Among his 14-man entourage are his chief adviser, Cafer bin Ibrahim, and a physician, Mahmoud Ezzedine. The physician is supposed to support the eunuch's health on this journey, but the eunuch is accustomed to the food and climate from his own youth and is not ill, so the physician does little more for him than draw up his astrological charts. Ezzedine is, however, needed to treat an Englishman, the Baron of Moresby. His work so pleases the Queen that the Queen "passed to the ambassador a ring set with a blue stone" with the intent that it be given to the physician as a gift. The eunuch ambassador makes a sudden decision to leave the physician with the Queen, essentially presenting him as a gift to her. The ambassador is described as “the puffy man, lovingly grateful in turn to Ezzedine for having played his role so gently, without any strife.” Being left behind in England is painful to Ezzedine because he had expected to return to his wife and child in Constantinople.

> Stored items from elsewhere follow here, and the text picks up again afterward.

Issue #3418, opened 2021-08-19
Analyze High Resolution NHD Streams


rajadain:
- [ ] Add an Analyze endpoint for the high resolution NHD streams added in #3417 
- [ ] Update the Analyze Streams tab with a dropdown selector, similar to the Land Analyze tab. This should have two options: NHD Medium Resolution and NHD High Resolution. NHD High Resolution should be the default.
- [ ] Query the NHD High Resolution analyze endpoint from the sidebar and display the results in the table

PR #3428, opened 2021-10-21
Analyze High Resolution NHD Streams

rajadain:
## Overview

Add analysis of NHD High Resolution Streams to the Analyze sidebar.

The existing NHD Medium Resolution Streams are still analyzed, but are relegated to a non-default dropdown selection.

The stream selection query was modified to work with `LineString`s from NHD Medium Resolution table `nhdflowline` and the `MultiLineString`s from NHD High Resolution table `nhdflowlinehr`. This change will actually make the processing faster, since we're doing fewer operations, `ST_Multi` instead of `ST_Collect` and `ST_Force2D`. `ST_Multi` would be a no-op for `nhflowlinehr`, make it even faster.

Also change current analyze streams endpoint to require an explicit stream datasource parameter. This is a breaking change, similar to the change made for Land analysis in #3399.

Connects #3418 

## Testing Instructions

* Ensure you have both NHD Streams datasets installed locally. Comment out [these lines](https://github.com/WikiWatershed/model-my-watershed/blob/aaaace876aaf53a8ca3e536e9103b42501f3142a/scripts/aws/setupdb.sh#L87-L89), then run:
    ```
    vagrant ssh app -c 'cd /vagrant && ./scripts/aws/setupdb.sh -sS
    ```
* Check out this branch and restart Celery to load the new tasks
    ```
    ```
* Go to http://localhost:8000/ and choose an area of interest
* In the analyze stage:
  - [x] Ensure you see a dropdown in the Stream tab
  - [x] Ensure both analyses complete successfully
  - [x] Ensure the values are different, and make sense (High Resolution having more stream length than Medium Resolution)

### DIFF
--- a/scripts/aws/setupdb.sh
+++ b/scripts/aws/setupdb.sh
@@ -3,14 +3,15 @@
 set -e
 set -x
 
-usage="$(basename "$0") [-h] [-b] [-s] \n
+usage="$(basename "$0") [-h] [options] \n
 --Sets up a postgresql database for MMW \n
 \n
-where: \n
+where options are one or more of: \n
     -h  show this help text\n
     -b  load/reload boundary data\n
     -f  load a named boundary sql.gz\n
     -s  load/reload stream data\n
+    -S  load/reload Hi Res stream data (very large)\n
     -d  load/reload DRB stream data\n
     -m  load/reload mapshed data\n
     -p  load/reload DEP data\n
--- a/src/mmw/apps/geoprocessing_api/calcs.py
+++ b/src/mmw/apps/geoprocessing_api/calcs.py
@@ -52,9 +52,9 @@ def animal_population(geojson):
     }
 
 
-def stream_data(results, geojson):
+def stream_data(results, geojson, datasource='nhd'):
     """
-    Given a GeoJSON shape, retreive stream data from the `nhdflowline` table
+    Given a GeoJSON shape, retreive stream data from the specified table
     to display in the Analyze tab
 
     Returns a dictionary to append to outgoing JSON for analysis results.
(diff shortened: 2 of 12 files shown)


emilyhu0106 (commented):
The new implementation works very well in the pre-defined boundaries, but sometimes the hand-drawn areas (both from free hand and square) yields unexpected results. Below is an example of stream length getting shorter in High Resolution, even though it captured one additional stream inside that area:


I am not sure if this is related to `streams_for_huc12s` at line 325 in `src/mmw/apps/geoprocessing_api/calcs.py`?

> def streams_for_huc12s(huc12s, drb=False):
    """
    Get MultiLineString of all streams in the given HUC-12s
    """
    sql = '''
          SELECT ST_AsGeoJSON(ST_Collect(ST_Force2D(s.geom)))
          FROM {datasource} s INNER JOIN boundary_huc12 b
            ON ST_Intersects(s.geom, b.geom_detailed)
          WHERE b.huc12 IN %s
          '''.format(datasource='drb_streams_50' if drb else 'nhdflowline')

    with connection.cursor() as cursor:
        cursor.execute(sql, [tuple(huc12s)])

        return [row[0] for row in cursor.fetchall()]  # List of GeoJSON strings

rajadain:
Ooh that is an excellent catch Emily!

Can you export that shape as GeoJSON and attach here? I'd like to test it out myself. You can export a shape using the Download button in the top right:

image

> I am not sure if this is related to `streams_for_huc12s` at line 325 in `src/mmw/apps/geoprocessing_api/calcs.py`?

It is not, but that code should also be updated, and was missed. That is used when we're running subbasin analysis, which I haven't demoed for you yet. Much appreciated!

emilyhu0106:
> Can you export that shape as GeoJSON and attach here? I'd like to test it out myself. You can export a shape using the Download button in the top right:

Please find the GeoJson file attached: [1 Square Km.geojson.zip](https://github.com/WikiWatershed/model-my-watershed/files/7470701/1.Square.Km.geojson.zip)

I found this problem more common in smaller areas, especially when high-resolution layer captures one more stream. Hopefully it is helpful!

rajadain:
I'm going to fix that issue as part of this PR, but wrote up my investigation in #3430 for the record.

rajadain:
That was a pretty amazing catch, exposed a 4 year old bug in our analysis! Fixed in 5b1f624. Here's a demo:



The values are going to be lower lengths than before, since previously we weren't clipping the streams to the area of interest, and now we are.

rajadain:
The `streams_for_huc12s` bit and nearby entities are related to modeling, not analyzing, and will be updated as part of #3429 which is upcoming.

rajadain:
Tests are passing locally, seem to be failing sporadically on CI. Continuing to rebuild.

rajadain:
Build is finally green again ✅ . This is ready for another look.

emilyhu0106 (approved):
Great implementation! That also explained why the previous problem only exists when the use define the area, but not in pre-defined hydrologic units. 
I tested several areas and they all look nice!

Issue #3419, opened 2021-08-26
Upgrade Django to 3.2


rajadain:
1.11 LTS ended in April 2020. Once the Python 3 upgrade (#3165) is done, upgrade Django to latest LTS, which as of now is 3.2: https://endoflife.date/django

Also unskip tests that were skipped in 6489389b.

PR #3443, opened 2021-12-16
Upgrade to Django 3.2

rajadain:
## Overview

Upgrades to the most recent LTS version of Django.

The approach was to increment from 1.11 to 2.0, then to 2.2, then to 3.2.

At each stage, I ran the test suite with all Python warnings turned on, using the `-Wa` switch:

```bash
vagrant ssh app -c 'cd /opt/app && PYTHONTRACEMALLOC=1 envdir /etc/mmw.d/env python3 -Wa manage.py test --no-input --exclude-tag=mapshed'
```

And performed upgrades / fixes as it indicated.

Finally, I ran the server with warnings turned on:

```bash
vagrant ssh app -c 'cd /opt/app && PYTHONTRACEMALLOC=1 envdir /etc/mmw.d/env python3 -Wa manage.py runserver'
```

And interacted with the app as much as possible, looking for edge cases not covered by the tests, and fixed those as they came up.

Connects #3419 

### Notes

Given the large number of dependency changes, we may see some fallout on staging and production.

## Testing Instructions

* Check out this branch
* Destroy your `app` and `worker` VMs, and recreate them:
    ```bash
    vagrant destroy -f app worker && vagrant up
    ```
* In two separate tabs, run the `debugserver` and `debugcelery` scripts
* Go to http://localhost:8000
  - [x] Ensure it loads
  - [x] Ensure there's no errors in `debugserver` output
* Select a shape and analyze
  - [x] Ensure analysis works, and that `debugcelery` output looks correct
* Model a shape with Watershed Multi-Year
  - [x] Ensure that works correctly
* Run tests with all warnings turned on:
    ```bash
    vagrant ssh app -c 'cd /opt/app && PYTHONTRACEMALLOC=1 envdir /etc/mmw.d/env python3 -Wa manage.py test --no-input --exclude-tag=mapshed'
    ```
  - [x] Ensure there are no warnings in our code
    - We do see two `RemovedInDjango41Warning`, one each in `rest_framework_gis` and `django_celery_results`, even though we are running the latest versions of both. These should be fixed in future updates to those libraries. Nothing to worry about until we upgrade to Django 4.2
* Pick a standard shape and run Watershed Multi-Year Model in production: https://modelmywatershed.org/. Note the value of Mean Flow under Water Quality:
    image
* Compare the same value on staging, and see how it is incorrectly lower than the production value:
    image
* Run the same shape on your local:
    image
  - [x] Ensure the value is larger than production (since we're now using the high resolution streams which have longer length)


emilyhu0106 (approved):
Nice work for this big upgrade project and thank you for fixing the pip problem timely yesterday! Everything works well!

rajadain:
Thank you for reviewing!

PR #1235, opened 2025-07-02
Chore: cleanup and simplify log4j conf for Besus running in e2e tests

fab-10:
This PR implements issue(s) #

### Checklist


docker/config/l2-node-besu/log4j.xml
```diff
@@ -12,34 +12,16 @@
...
-    </Logger>
+    <Logger name="org.hyperledger.besu.ethereum.eth.sync.fullsync.FullSyncTargetManager" level="INFO" />
+    <Logger name="org.hyperledger.besu.ethereum.blockcreation" level="INFO" />
+    <Logger name="org.hyperledger.besu.consensus.merge.blockcreation" level="INFO" />
+    <Logger name="org.hyperledger.besu.ethereum.api.jsonrpc" level="TRACE" />
+    <Logger name="io.opentelemetry" level="WARN" />
+    <Logger name="net.consensys.linea.sequencer.txselection.selectors" />
+    <Logger name="org.hyperledger.besu.ethereum.eth.transactions.TransactionPool" level="TRACE" />
+    <Logger name="org.hyperledger.besu.ethereum.api.handlers.AbstractJsonRpcExecutor" level="TRACE" />
     <Root level="${sys:root.log.level}">
```
fluentcrafter: Since we are hands on it: shall we set the lever here directly?

I never understood -- any code base not just Linea -- the purpose of creating a property just fo the root log level 🤷🏻‍♂️ it just feels like #overengineering

fluentcrafter (approved):
Thanks for the clean up.

I would just go a step further and clean up all

```
<Properties>
    <Property name="root.log.level">WARN</Property>
  </Properties>
```

I set it directly
```
<Root level="WARN">
```

docker/config/l2-node-besu/log4j.xml
fab-10: Fine for me, I think it was done like that to be able to change the log level externally w/o changing the file, but never used that feature

fab-10: done

PR #1242, opened 2025-07-04
Feat: linea_sendBundle add validation of transactions

fab-10:
This PR implements issue(s) #

This PR adds validation of transactions contained in a bundle, according to Linea rules: allowed address, gas limit per tx, calldata per tx, excluding for the moment the profitability and the simulation check, that can be added later.

### Checklist

### DIFF
--- a/besu-plugins/linea-sequencer/sequencer/src/main/java/net/consensys/linea/rpc/services/LineaBundleEndpointsPlugin.java
+++ b/besu-plugins/linea-sequencer/sequencer/src/main/java/net/consensys/linea/rpc/services/LineaBundleEndpointsPlugin.java
@@ -10,11 +10,17 @@
 package net.consensys.linea.rpc.services;
 
 import com.google.auto.service.AutoService;
+import java.util.Arrays;
+import java.util.Optional;
 import net.consensys.linea.AbstractLineaRequiredPlugin;
 import net.consensys.linea.rpc.methods.LineaCancelBundle;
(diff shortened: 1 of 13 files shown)


besu-plugins/linea-sequencer/sequencer/src/main/java/net/consensys/linea/rpc/services/LineaBundleEndpointsPlugin.java
```diff
@@ -43,6 +49,22 @@ public void doRegister(final ServiceManager serviceManager) {
         lineaCancelBundleMethod::execute);
   }
 
+  public PluginTransactionPoolValidator createTransactionValidator() {
+    final var validators =
+        new PluginTransactionPoolValidator[] {
+          new AllowedAddressValidator(transactionPoolValidatorConfiguration().deniedAddresses()),
```
macfarla, line 55: @fab-10 in reality how often does this get called (loading the denied addresses) - is it only on startup?

macfarla (approved):

besu-plugins/linea-sequencer/sequencer/src/main/java/net/consensys/linea/rpc/services/LineaBundleEndpointsPlugin.java
fab-10: yes it is only at startup

PR #1264, opened 2025-07-25
Prover/invalidity proofs

Soleimani193:
This PR implements the flow for the invalidity proofs. It supports only two cases of invalidity: bad--transaction-nonce and bad-account-balance. 

### Checklist


prover/circuits/aggregation/circuit_test.go
```diff
@@ -46,6 +46,10 @@ func TestPublicInput(t *testing.T) {
 			L1RollingHashMessageNumber:              549263,
 			L2MsgRootHashes:                         []string{"0xfb7ce9c89be905d39bfa2f6ecdf312f127f8984cf313cbea91bca882fca340cd"},
 			L2MsgMerkleTreeDepth:                    5,
+			LastFinalizedRollingHashNumberTx:        3,
```
AlexandreBelling: Can we have a more specific name to be sure this is never confusion with L1MsgRollingHash?

Issue #1246, opened 2025-07-14
Besu Plugin - FinalizedTagUpdater - Stop After Paris/Maru is enabled


fluentcrafter:
## Description
When Linea updates to use Maru (QBFT consensus), Maru will have the responsibility to update the FINALIZED block through `engine_forkChoiceUpdate` call, hence `LineaFinalizationTagUpdater` should stop otherwise, it will override/conflict with Maru information.

There are 2 possible ways to achieve this

## A - Adapt LineaFinalizationTagUpdater aware of Fork
We adapt LineaFinalizationTagUpdater to be aware of which fork Besu is running on and stops updating the finalised block after the Paris fork because it''s Maru's responsibility

## B - no Development - Manual intervention

After the Paris block is reached, we update the Besu nodes to disable `LineaFinalizationTagUpdater`. 
However, there may be a small overlapping period where the plugin and Maru may be "stepping on each other's toes". This scenario shall be tested and to evaluate if Option B is valid. 

This approach has a big UX disadvantage for external node runners that may need to be aware these intricacies.

PR #1275, opened 2025-07-30
feat: change stop point from PRAGUE to PARIS

jonesho:
This PR implements issue(s) #1246

### Checklist


Filter94 (approved):
I assume the manual test is passing. Also, it would be nice to test both Prague and Paris forks in the test

PR #1276, opened 2025-07-30
blob compressor v2 - limitless prover

fluentcrafter:
This PR implements issue(s) #

### Checklist


coordinator/app/src/test/resources/configs/coordinator-traces-v2-override.config.toml
```diff
@@ -10,7 +10,7 @@ fs-requests-directory = "/data/prover/v3/aggregation/requests"
 fs-responses-directory = "/data/prover/v3/aggregation/responses"
 
 [traces]
-blob-compressor-version="V1_2"
+blob-compressor-version="V2_0"
```
jonesho: This I believe can be removed, we moved `blob-compressor-version` to `[conflation.blob-compression]`, also there's another one in coordinator/app/src/test/resources/configs/coordinator-traces-v2-override.config.toml, can we remove as well?

fluentcrafter: This file is not even used at all. So I will removed it..

jonesho (approved):

PR #1288, opened 2025-08-04
feat: added support of tls connection and chore for code readibility

jonesho:
This PR implements issue(s) #1285

### Checklist


docker/config/linea-besu-sequencer/tls-files/sequencer_client_keystore.p12
kyzooghost, line 1: Is there a security vulnerability from committing .p12 file to public Github repo? Could it be an K8s ExternalSecret with the actual secret stored somewhere else?

besu-plugins/linea-sequencer/sequencer/src/main/java/net/consensys/linea/sequencer/liveness/LineaLivenessService.java
kyzooghost, line 1: I find `shouldBuildLivenessBundle()` challenging to follow due to the cognitive overhead of mentally tracking ~10 variables with subtle differences throughout the function. Would it make sense to create a tech debt ticket to revisit this function for improved readability?

Some refactoring ideas:
1. Reduce variable scope – Variables like isNotFirstBlockTimestampToCheck seem to span ~40-50 lines. Could we perhaps use early returns to limit their lifespan to just a few lines where they're actually needed?
2. Favor early exits – perhaps we could focus cases where shouldBuild = false and return early
3. Extract helper methods – Some of the variable-heavy logic could potentially be extracted into smaller, focused methods.

jonesho: Yes, if it's still hard to following logically, we could follow this up in a tech debt ticket

docker/config/linea-besu-sequencer/tls-files/sequencer_client_keystore.p12
jonesho: It should be fine as these keystore and truststore files are just for local stack run, and we already did the same for coordinator to facilitate tls connection to web3signer locally. When deploying to our environments, we would use standard k8s practice to store the secret, and we'd already done that for coordinator and web3signer tls connection across all environments (e.g. sepolia, mainnet)

kyzooghost (approved):

Issue #1270, opened 2025-07-29
Update linea-monorepo compose file with more recent images and config files


jonesho:
🔐 🔐 `Should this be a security advisory instead?` 🔐 🔐

## Description
We should update the local stack by updating the linea-monorepo compose and config files for the followings:
- update `LINEA_BESU_TAR_GZ=25.7.0-linea2`,  in `versions.env`
- update `LINEA_SEQUENCER_PLUGIN_VERSION` (#281) and `LINEA_FINALIZED_TAG_UPDATER_PLUGIN_VERSION` (#1246) in `versions.env`
- update `expected-traces-api-version = "beta-v3.1-rc6"` in `coordinator-config-v2.toml`
- update `linea-besu-package` version in `compose-spec-l2-services.yml`
- update `coordinator` version in `compose-spec-l2-services.yml` for blob compressor version update to 2.0.0

## Motivation
This section should indicate what value we are receiving from it.

## Tasks
- [ ] Medium-level task that needs to be implemented for this feature request to be considered complete.

## Acceptance criteria
- [ ] List tests that need to be implemented or checks to consider this task completed. 

## Risks
- [ ] These are risks that may prevent completion of the task as well as areas to pay special attention to

## Remember to
 - [ ] Add the `documentation` label in case there is an impact on the documentation
 - [ ] Add `priority` and `team` labels
 - [ ] Add Task for updating the Runbook or adding/updating existing metrics and alerts.

PR #1298, opened 2025-08-06
feat: update versions of linea-besu, linea-sequencer, finalized-tag-u…

jonesho:
…pdater

This PR implements issue(s) #1270

### Checklist


.github/workflows/reuse-run-e2e-tests.yml
```diff
@@ -133,7 +133,7 @@ jobs:
           docker container ls -a
       - name: Run e2e tests
         id: run_e2e_tests
-        timeout-minutes: 4
+        timeout-minutes: 6
```
jonesho, line 136: The liveness e2e needs to be started after the usual e2e tests ended because the sequencer will be restarted in liveness e2e which might disrupt the result of usual e2e tests if they are both running in parallel. Usually the liveness test alone only takes 30 sec but added timeout to 6 mins just to avoid flaky liveness tests as we'd seen sequencer took a bit longer time to return `eth_getLogs` result after restart

VGau (approved):

jonesho:
@VGau could you pls help review again as I'd switched to use fetch JSON-RPC call to retrieve liveness eth logs to avoid flaky issues

Issue #1266, opened 2025-07-28
Prevent Type 4 (EIP-7702) transaction for inclusion


kyzooghost:
## Description
Prevent mining EIP-7702 (Type 4) transactions on L2. We need to prevent type 4 transactions for inclusion:
- During block import (so that if a misbehaving sequencer includes it, it gets rejected by other validators)
- In the transaction pool as well (to avoid saturating the transaction pools)
- During block building (to avoid mining them)
  - Might be unnecessary with the above
 
Implement this as a feature back for future rollback

## Motivation
Linea does not plans to support Type 4 EIP-7702 transactions at a later date

## Tasks
- [ ] Extend the [https://github.com/Consensys/linea-sequencer](https://github.com/Consensys/linea-monorepo/tree/main/besu-plugins/linea-sequencer) to:
  - [ ] Drop type 4 transaction during block building
  - [ ] Consider a block invalid if it contains type 3 transaction during block import
  - [ ] Drop type 4 transactions, in the transaction pool
- [ ] Implement as a feature flag for future rollback

fluentcrafter:
@kyzooghost can you cofirm if this is already delived and close if so?

PR #1305, opened 2025-08-12
[Feat] Sequencer plugin to block Type4 Tx

kyzooghost:
This PR implements issue(s) #1266

### Checklist

### DIFF
--- a/besu-plugins/linea-sequencer/acceptance-tests/src/test/java/linea/plugin/acc/test/EIP7702TransactionDenialTest.java
+++ b/besu-plugins/linea-sequencer/acceptance-tests/src/test/java/linea/plugin/acc/test/EIP7702TransactionDenialTest.java
@@ -1,0 +1,271 @@
+/*
+ * Copyright Consensys Software Inc.
+ *
+ * This file is dual-licensed under either the MIT license or Apache License 2.0.
+ * See the LICENSE-MIT and LICENSE-APACHE files in the repository root for details.
+ *
+ * SPDX-License-Identifier: MIT OR Apache-2.0
+ */
+package linea.plugin.acc.test;
+
+import static org.assertj.core.api.Assertions.assertThat;
+import static org.junit.jupiter.api.Assertions.assertThrows;
+
+import com.fasterxml.jackson.databind.JsonNode;
+import com.fasterxml.jackson.databind.ObjectMapper;
+import com.fasterxml.jackson.databind.node.ArrayNode;
+import com.fasterxml.jackson.databind.node.ObjectNode;
+import java.util.Collections;
+import java.util.HashMap;
+import java.util.List;
+import java.util.Map;
+import java.util.Optional;
+import okhttp3.Response;
+import org.apache.tuweni.bytes.Bytes;
+import org.apache.tuweni.bytes.Bytes32;
+import org.hyperledger.besu.datatypes.Address;
+import org.hyperledger.besu.datatypes.BlobGas;
+import org.hyperledger.besu.datatypes.Hash;
+import org.hyperledger.besu.datatypes.RequestType;
+import org.hyperledger.besu.ethereum.api.jsonrpc.internal.parameters.EnginePayloadParameter;
+import org.hyperledger.besu.ethereum.core.BlockHeader;
+import org.hyperledger.besu.ethereum.core.Difficulty;
+import org.hyperledger.besu.ethereum.core.Request;
+import org.hyperledger.besu.ethereum.mainnet.BodyValidation;
+import org.hyperledger.besu.ethereum.mainnet.MainnetBlockHeaderFunctions;
+import org.hyperledger.besu.tests.acceptance.dsl.account.Accounts;
+import org.junit.jupiter.api.BeforeEach;
+import org.junit.jupiter.api.Disabled;
+import org.junit.jupiter.api.Test;
+import org.web3j.crypto.Credentials;
+import org.web3j.protocol.Web3j;
+
+/**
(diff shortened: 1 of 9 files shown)


besu-plugins/linea-sequencer/sequencer/src/main/java/net/consensys/linea/config/LineaTransactionValidatorCliOptions.java
```diff
@@ -27,6 +30,14 @@ public class LineaTransactionValidatorCliOptions implements LineaCliOptions {
       description = "Enable blob transactions? (default: ${DEFAULT-VALUE})")
   private boolean blobTxEnabled = DEFAULT_BLOB_TX_ENABLED;
 
+  @CommandLine.Option(
+      names = {DELEGATE_CODE_TX_ENABLED},
+      arity = "0..1",
+      hidden = true,
+      paramLabel = "<BOOLEAN>",
+      description = "Enable delegate code transactions? (default: ${DEFAULT-VALUE})")
```
fluentcrafter: shall we add the correspondent EIP to the description?

besu-plugins/linea-sequencer/acceptance-tests/src/test/java/linea/plugin/acc/test/EIP7702TransactionDenialTest.java
fluentcrafter, line 1: IIUC, this test ensures that `engine_newPayload` does not import blocks with EIP7702 txs. However, is there a way to make sure that when we call `engine_forkChoiceUpdated(..., newPayloadAttributes)` that triggers block building and then `engine_getPayload`, the created payload does not contain that tx?  

This would ensure that no matter what, the sequencer does not include the tx....

Otherwise, I see a gap: TX makes to TX pool of the sequencer through P2P (e.g Geth nodes, partners running Besu without plugin enabled) and may get included...

kyzooghost: Hmm the test `eip7702TransactionIsRejectedFromTransactionPool` in this file is explicitly testing for rejection from tx pool. To be precise it's testing for txRequests sent directly from a user to the node, rather than via P2P.

kyzooghost: I can look into testing the `engine_forkChoiceUpdated(..., newPayloadAttributes)` route to be sure

kyzooghost: This is the raw `engine_forkChoiceUpdated` JSON-RPC call I got from the Besu logs

```
{
  "jsonrpc": "2.0",
  "method": "engine_forkchoiceUpdatedV3",
  "params": [
    {
      "headBlockHash": "0xe4f2c57368f85809e04fbe90310052da8880b553a4a30fa2aa341f6a5a1bb36a",
      "safeBlockHash": "0xe4f2c57368f85809e04fbe90310052da8880b553a4a30fa2aa341f6a5a1bb36a",
      "finalizedBlockHash": "0xe4f2c57368f85809e04fbe90310052da8880b553a4a30fa2aa341f6a5a1bb36a"
    },
    {
      "timestamp": 5,
      "prevRandao": "0x0000000000000000000000000000000000000000000000000000000000000000",
      "suggestedFeeRecipient": "0x0000000000000000000000000000000000000000",
      "withdrawals": [],
      "parentBeaconBlockRoot": "0x0000000000000000000000000000000000000000000000000000000000000000"
    }
  ],
  "id": 67
}
```

There's no fields to put a transaction in there. So the eip7702 tx must already be in the node txPool prior to this call.

However `eip7702TransactionIsRejectedFromTransactionPool()` tests that we cannot insert the eip7702 tx into the node txPool.

So this prevents us from reaching the scenario you've described of `engine_forkChoiceUpdated(..., newPayloadAttributes)` triggering block building including eip7702 tx.

kyzooghost: This is my mental model of the situation to clarify
image

fluentcrafter: > However the eip7702TransactionIsRejectedFromTransactionPool tests that we cannot put the eip7702 tx into the node txPool.

That prevent's it only if sequencer has the plugin validation in JSON-RPC and P2P broadcasting. I am not sure if the plugin will be called when tx is received through P2P. Maybe @fab-10 can clarify?

fab-10: The validation plugin is always called regardless the source of the tx, so if the tx type is disabled it will never be added to the pool

fluentcrafter (approved):

fab-10 (approved):
LGTM, just one suggestion: could be nicer to have a single option, es. `disable-tx-types`, with a list of type, instead of multiple independent options, that will also support future tx types without new development

kyzooghost:
> LGTM, just one suggestion: could be nicer to have a single option, es. `disable-tx-types`, with a list of type, instead of multiple independent options, that will also support future tx types without new development

Will keep this in mind for the next tx-type block or refactor ticket :)

PR #1307, opened 2025-08-12
perf(mpts): use the batch evaluate lagrange function

AlexandreBelling:
This PR implements issue(s) #

### Checklist

### DIFF
--- a/prover/protocol/compiler/mpts/prover.go
+++ b/prover/protocol/compiler/mpts/prover.go
@@ -222,10 +222,7 @@ func (re RandomPointEvaluation) Run(run *wizard.ProverRuntime) {
 
 	}
 
-	ys := make([]fext.Element, len(polyVals))
-	for i := range ys {
-		ys[i] = smartvectors.EvaluateLagrangeFullFext(polyVals[i], r) //TODO@yao : check here EvaluateLagrangeMixed or EvaluateLagrangeFullFext, check witness and poly type,
-	}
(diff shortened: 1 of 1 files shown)


prover/protocol/compiler/mpts/prover.go
```diff
@@ -222,10 +222,7 @@ func (re RandomPointEvaluation) Run(run *wizard.ProverRuntime) {
 
 	}
 
-	ys := make([]fext.Element, len(polyVals))
-	for i := range ys {
-		ys[i] = smartvectors.EvaluateLagrangeFullFext(polyVals[i], r) //TODO@yao : check here EvaluateLagrangeMixed or EvaluateLagrangeFullFext, check witness and poly type,
-	}
+	ys := smartvectors.BatchEvaluateLagrangeExt(polyVals, r)
```
YaoJGalteland, line 225: go test -timeout 30s -run ^TestCompiler$ github.com/consensys/linea-monorepo/prover/protocol/compiler/mpts 

this test fails with a panic: 
--- FAIL: TestCompiler (0.00s)
--- FAIL: TestCompiler/two-poly-one-point-different-sizes-simple-values (0.00s)
panic: Had a panic: vector.InnerProduct: vectors don't have the same length

AlexandreBelling: Alright, surely we should panic when all vectors don't have the same length

PR #580, opened 2017-04-24
Add main pane adjustments for row and column layouts

ianyh:


ianyh:
@glibsm FYI, I fixed up #497 for recent code changes and implemented the changes for column layout as well.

That is the last we hear of the eunuch character. The novel follows Ezzedine for the next ten years.

Other quotes of interest:

“The English knight was, as many of the Englishmen were, so languid and thin in arm and leg, so peculiar and effeminate in affect, that Ezzedine wondered how many of them were eunuchs.”

Ezzedine “was here to protect the health of the ambassador, but somehow that eunuch was, without effort, in good health, unaffected by the English air. …The ambassador was ceremonially protected from the English food, too, and mechanically untempted by the grotesque Englishwomen…”

An actor jokes privately to his friend that he could play “a Turk eunuch…If we put a cushion under your shirt? And tied your eggs back between your legs?”

Later...his wife is jealous that he might treat concubines for menstrual cramps. “…if you do, I will have to make you a eunuch.”

Book

Arthur Phillips. The King at the Edge of the World. New York: Random House, 2020.